PR #1751, opened 2026-09-04
Scope ai_agent description to application_lifecycle

Aniak5:
## Summary
- Overrides the `ai_operation` profile's `ai_agent` description on `application_lifecycle` so it reflects that the *affected application* is the AI agent, rather than the generic "performed this operation" wording inherited from the profile.
- Gated to the `ai_operation` profile via the attribute-level `profile` tag, so it only shows when the profile is applied.
- Verified with `ocsf_validator` metaschema checks: all pass.

## Test plan
- [x] `ocsf-schema-compiler -b .` compiles cleanly
- [x] Compiled `application_lifecycle.ai_agent` shows the new description with `profiles: ["ai_operation"]`
- [x] Compiled `application_error.ai_agent` (sibling class) unaffected
- [x] `python -m ocsf_validator .` passes


events/application/application_lifecycle.json
```diff
@@ -5,6 +5,9 @@
   "extends": "application",
   "name": "application_lifecycle",
   "attributes": {
+    "ai_agent": {
+      "description": "The affected application, when it is itself an AI agent."
+    },
```
pagbabian-splunk, line 10: Given that this class is registered for the `ai_operation` profile which also contains `ai_agent` we would need a `profile: null` directive here so that it appears even when the profile is not applied.

I assume we are adding it here so that we can override the profile description when the profile is applied:

"The autonomous AI agent that performed this operation. Carries model identity via ai_agent.ai_model. Populate when the action was performed by an agent rather than a direct model call."

Aniak5: yeah exactly, we want it gated to when `ai_operation` is applied, not native — `profile: null` would flip that to always-show. Checked with `ocsf-schema-compiler` and the override still merges with `profiles: ["ai_operation"]` intact, so it stays hidden unless the profile's on.

PR #1757, opened 2026-09-11
Add enum values for physical credentials, alarm dispositions, and physical logons

leeandrews9:
**Part 2 of 3** — 1: #1750 `physical_site` profile and `site_zone` object · 2: this PR, enum values · 3: #1758 Physical Security category and classes · design discussion: #1735 · reference implementation: https://github.com/leeandrews9/physec (v0.1.2, ~77,000 live production events)

## Description

Adds eight enum values to three existing dictionary attributes. No new attributes, objects, or classes; no existing value changes meaning or number.

- **`factor_type_id`**: `Proximity Card (12)`, `Smart Card (13)`, `Mobile Credential (14)`. The credentials presented at a door reader. `Smart Card` is deliberately shared with logical authentication (PIV/CAC logons use the same card), which is the point of carrying badge decisions on the Authentication class.
- **`disposition_id`**: `Confirmed (28)`, `Unfounded (29)`, `Referred (30)`, `Cancelled (31)`. Verdict-style outcomes for alarms and dispatches: was the reported condition real, was it handed to an agency, or was it closed without a verdict. The existing values describe control actions (Blocked, Quarantined) or entity re-scoring (`Exonerated`, "no longer suspicious"); none says whether an alarm was genuine.
- **`logon_type_id`**: `Physical (14)`. An entry at a door, gate, or turnstile reader, as distinct from Interactive or Network. Today a badge event has to use `Other (99)` with a caption.

## Motivation

With #1750, a badge presentation is an **Authentication** event with the `physical_site` profile: the decision (granted or denied) rides the core class and only the door-side outcome needs a physical class. That works today, but the three enums force `Other (99)` for the credential type and the logon type, and the disposition of the resulting alarm or dispatch cannot be expressed at all. These values close that gap so a physical access decision and a logical logon at the same site are the same shape of event.

Why enum values rather than new attributes: `auth_factors`, `disposition_id`, and `logon_type_id` already carry exactly this information for the logical world; a physical producer should populate the same fields.

## Evidence

- The worked badge example on the #1750 Slack thread (Lenel OnGuard events mapped to Authentication + profile and to the proposed door-side class) uses `factor_type_id: 99` and `logon_type_id: 99` with captions today; these values make both dedicated ids.
- In a production alarm-monitoring corpus from a US guarding and monitoring operation, 10 of the 22 closure types in use are administrative closures with no genuine/false verdict, and the remaining 12 split between confirmed and unfounded. Neither side of that split maps to any current `disposition_id` value.
- The `physec` extension has carried a richer `disposition_details` object since v0.1.1 for the same purpose; these four values are the minimum that lets a core Detection Finding or Authentication event state the verdict without that object.

Open to renaming or trimming: `Referred` and `Cancelled` are the two most likely to draw a "do we need this" question and the case is weaker for them than for `Confirmed` and `Unfounded`.


dictionary.json
```diff
@@ -2994,6 +3010,18 @@
           "caption": "Password",
           "description": "The user enters a password that they have previously established."
         },
+        "12": {
+          "caption": "Proximity Card",
+          "description": "A proximity card or key fob presented to a reader, typically a 125 kHz or 13.56 MHz RFID credential, as used in physical access control."
```
mikeradka, line 3015: `Proximity Card` currently includes 13.56 MHz RFID credentials, while `Smart Card` includes contactless cards such as DESFire. Those descriptions overlap, so the same physical credential could normalize to either enum value depending on the producer. Could we define a deterministic distinction - for example, proximity/non-cryptographic badge versus cryptographic smart card, or revise the descriptions to avoid frequency-based overlap?

dictionary.json
```diff
@@ -2462,6 +2462,22 @@
           "caption": "Error",
           "description": "An error occurred during the processing of the activity or request. Use the <code>message</code> attribute of the base class for details."
         },
+        "28": {
+          "caption": "Confirmed",
+          "description": "The reported condition was verified as genuine, for example an alarm confirmed by a responder, video, or a second sensor."
+        },
+        "29": {
+          "caption": "Unfounded",
+          "description": "The reported condition was verified as not genuine: a false or nuisance alarm, or a report that could not be substantiated."
```
mikeradka, line 2471: "Could not be substantiated" does not necessarily mean the reported condition was not genuine. Treating unresolved or inconclusive reports as `Unfounded` could cause consumers to interpret them as confirmed false positives. Could this description be narrowed to confirmed false/nuisance alarms, or should an explicitly inconclusive/unsubstantiated disposition be modeled separately?

mikeradka:
Thanks for this submission. I found no blocking compatibility issues. I recommend clarifying the two enum descriptions noted above before approval so producers have deterministic mappings and consumers can distinguish false findings from unresolved reports.

PR #2337, opened 2019-01-17
NEPT-2214: Upgrade core to 7.63

Fefaine:
### Description

Upgrade core to 7.63

### Change log

- Changed: Drupal core version


Fefaine:
We have one branch "release-2.3" and one branch "support-2.3"
Find out what is the difference and which is deployed. 
Delete the other one or document better

Fefaine:
Gilles confirmed release-2.3 is the right branch to use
_ _ _
* Work required:
All of the entries must be given again, word for word.

* Output for this exercise:
PR #1751, opened 2026-09-04
Scope ai_agent description to application_lifecycle

Aniak5:
## Summary
- Overrides the `ai_operation` profile's `ai_agent` description on `application_lifecycle` so it reflects that the *affected application* is the AI agent, rather than the generic "performed this operation" wording inherited from the profile.
- Gated to the `ai_operation` profile via the attribute-level `profile` tag, so it only shows when the profile is applied.
- Verified with `ocsf_validator` metaschema checks: all pass.

## Test plan
- [x] `ocsf-schema-compiler -b .` compiles cleanly
- [x] Compiled `application_lifecycle.ai_agent` shows the new description with `profiles: ["ai_operation"]`
- [x] Compiled `application_error.ai_agent` (sibling class) unaffected
- [x] `python -m ocsf_validator .` passes


events/application/application_lifecycle.json
```diff
@@ -5,6 +5,9 @@
   "extends": "application",
   "name": "application_lifecycle",
   "attributes": {
+    "ai_agent": {
+      "description": "The affected application, when it is itself an AI agent."
+    },
```
pagbabian-splunk, line 10: Given that this class is registered for the `ai_operation` profile which also contains `ai_agent` we would need a `profile: null` directive here so that it appears even when the profile is not applied.

I assume we are adding it here so that we can override the profile description when the profile is applied:

"The autonomous AI agent that performed this operation. Carries model identity via ai_agent.ai_model. Populate when the action was performed by an agent rather than a direct model call."

Aniak5: yeah exactly, we want it gated to when `ai_operation` is applied, not native — `profile: null` would flip that to always-show. Checked with `ocsf-schema-compiler` and the override still merges with `profiles: ["ai_operation"]` intact, so it stays hidden unless the profile's on.

PR #1757, opened 2026-09-11
Add enum values for physical credentials, alarm dispositions, and physical logons

leeandrews9:
**Part 2 of 3** — 1: #1750 `physical_site` profile and `site_zone` object · 2: this PR, enum values · 3: #1758 Physical Security category and classes · design discussion: #1735 · reference implementation: https://github.com/leeandrews9/physec (v0.1.2, ~77,000 live production events)

## Description

Adds eight enum values to three existing dictionary attributes. No new attributes, objects, or classes; no existing value changes meaning or number.

- **`factor_type_id`**: `Proximity Card (12)`, `Smart Card (13)`, `Mobile Credential (14)`. The credentials presented at a door reader. `Smart Card` is deliberately shared with logical authentication (PIV/CAC logons use the same card), which is the point of carrying badge decisions on the Authentication class.
- **`disposition_id`**: `Confirmed (28)`, `Unfounded (29)`, `Referred (30)`, `Cancelled (31)`. Verdict-style outcomes for alarms and dispatches: was the reported condition real, was it handed to an agency, or was it closed without a verdict. The existing values describe control actions (Blocked, Quarantined) or entity re-scoring (`Exonerated`, "no longer suspicious"); none says whether an alarm was genuine.
- **`logon_type_id`**: `Physical (14)`. An entry at a door, gate, or turnstile reader, as distinct from Interactive or Network. Today a badge event has to use `Other (99)` with a caption.

## Motivation

With #1750, a badge presentation is an **Authentication** event with the `physical_site` profile: the decision (granted or denied) rides the core class and only the door-side outcome needs a physical class. That works today, but the three enums force `Other (99)` for the credential type and the logon type, and the disposition of the resulting alarm or dispatch cannot be expressed at all. These values close that gap so a physical access decision and a logical logon at the same site are the same shape of event.

Why enum values rather than new attributes: `auth_factors`, `disposition_id`, and `logon_type_id` already carry exactly this information for the logical world; a physical producer should populate the same fields.

## Evidence

- The worked badge example on the #1750 Slack thread (Lenel OnGuard events mapped to Authentication + profile and to the proposed door-side class) uses `factor_type_id: 99` and `logon_type_id: 99` with captions today; these values make both dedicated ids.
- In a production alarm-monitoring corpus from a US guarding and monitoring operation, 10 of the 22 closure types in use are administrative closures with no genuine/false verdict, and the remaining 12 split between confirmed and unfounded. Neither side of that split maps to any current `disposition_id` value.
- The `physec` extension has carried a richer `disposition_details` object since v0.1.1 for the same purpose; these four values are the minimum that lets a core Detection Finding or Authentication event state the verdict without that object.

Open to renaming or trimming: `Referred` and `Cancelled` are the two most likely to draw a "do we need this" question and the case is weaker for them than for `Confirmed` and `Unfounded`.


dictionary.json
```diff
@@ -2994,6 +3010,18 @@
           "caption": "Password",
           "description": "The user enters a password that they have previously established."
         },
+        "12": {
+          "caption": "Proximity Card",
+          "description": "A proximity card or key fob presented to a reader, typically a 125 kHz or 13.56 MHz RFID credential, as used in physical access control."
```
mikeradka, line 3015: `Proximity Card` currently includes 13.56 MHz RFID credentials, while `Smart Card` includes contactless cards such as DESFire. Those descriptions overlap, so the same physical credential could normalize to either enum value depending on the producer. Could we define a deterministic distinction - for example, proximity/non-cryptographic badge versus cryptographic smart card, or revise the descriptions to avoid frequency-based overlap?

dictionary.json
```diff
@@ -2462,6 +2462,22 @@
           "caption": "Error",
           "description": "An error occurred during the processing of the activity or request. Use the <code>message</code> attribute of the base class for details."
         },
+        "28": {
+          "caption": "Confirmed",
+          "description": "The reported condition was verified as genuine, for example an alarm confirmed by a responder, video, or a second sensor."
+        },
+        "29": {
+          "caption": "Unfounded",
+          "description": "The reported condition was verified as not genuine: a false or nuisance alarm, or a report that could not be substantiated."
```
mikeradka, line 2471: "Could not be substantiated" does not necessarily mean the reported condition was not genuine. Treating unresolved or inconclusive reports as `Unfounded` could cause consumers to interpret them as confirmed false positives. Could this description be narrowed to confirmed false/nuisance alarms, or should an explicitly inconclusive/unsubstantiated disposition be modeled separately?

mikeradka:
Thanks for this submission. I found no blocking compatibility issues. I recommend clarifying the two enum descriptions noted above before approval so producers have deterministic mappings and consumers can distinguish false findings from unresolved reports.

PR #2337, opened 2019-01-17
NEPT-2214: Upgrade core to 7.63

Fefaine:
### Description

Upgrade core to 7.63

### Change log

- Changed: Drupal core version


Fefaine:
We have one branch "release-2.3" and one branch "support-2.3"
Find out what is the difference and which is deployed. 
Delete the other one or document better

Fefaine:
Gilles confirmed release-2.3 is the right branch to use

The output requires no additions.